Luc <[email protected]> added the comment:
If we are trying to fix this, the behavior should be like computing the mean or
harmonic mean with the statistics library when there are missing values in the
data. At least that way, it is consistent with how the statistics library
works when computing with NaNs in the data.

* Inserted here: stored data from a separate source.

PR #139, opened 2021-09-16
Replaced unittest by pytest in tests.

imagoulas:
## Description
I replaced the use of `unittest` by `pytest` in the test files. I renamed all test files so that they look like `test_*.py`. I also renamed all classes in the test files so that they look like `Test*`. This allows pytest to pick up all test files when one runs `pytest` in the `tests` folder. This information is also reflected in the updated `README` file. To remove the annoying warning messages regarding unrecognized options of the minimize function of scipy, I made a few minor changes to `uccnvqe.py`.

All tests passed successfully without any warnings. Nevertheless, it would be great if @JonathonMisiewicz you could also confirm this at your end.

## Checklist
- [x ] Added/updated tests
- [x ] Ready to go!


tests/test_circ_ref.py
```diff
@@ -39,10 +32,4 @@ def test_srqk_with_uccsdpqe_ref(self):
...
 
         Egs = alg2.get_gs_energy()
-        self.assertLess(abs(Egs-Efci), 5.0e-6)
-
-
-
-
-if __name__ == '__main__':
-    unittest.main()
+        assert Egs == approx(Efci, abs=5.0e-7)
```
JonathonMisiewicz, line 35:
```suggestion
        assert Egs == approx(Efci, abs=5.0e-6)
```

Merge after you change this back.

JonathonMisiewicz (approved):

Then again, it should be mentioned
somewhere in the docs.
import statistics as stats
import numpy as np
import pandas as pd
data = [75, 90,85, 92, 95, 80, np.nan]
stats.mean(data)
nan
stats.harmonic_mean(data)
nan
stats.stdev(data)
nan
As you can see, when there is a missing value, computing the mean, harmonic
mean and sample standard deviation with the statistics library
return a nan.
However, with the median, median_high and median_low, it computes those
statistics incorrectly with the missing values present in the data.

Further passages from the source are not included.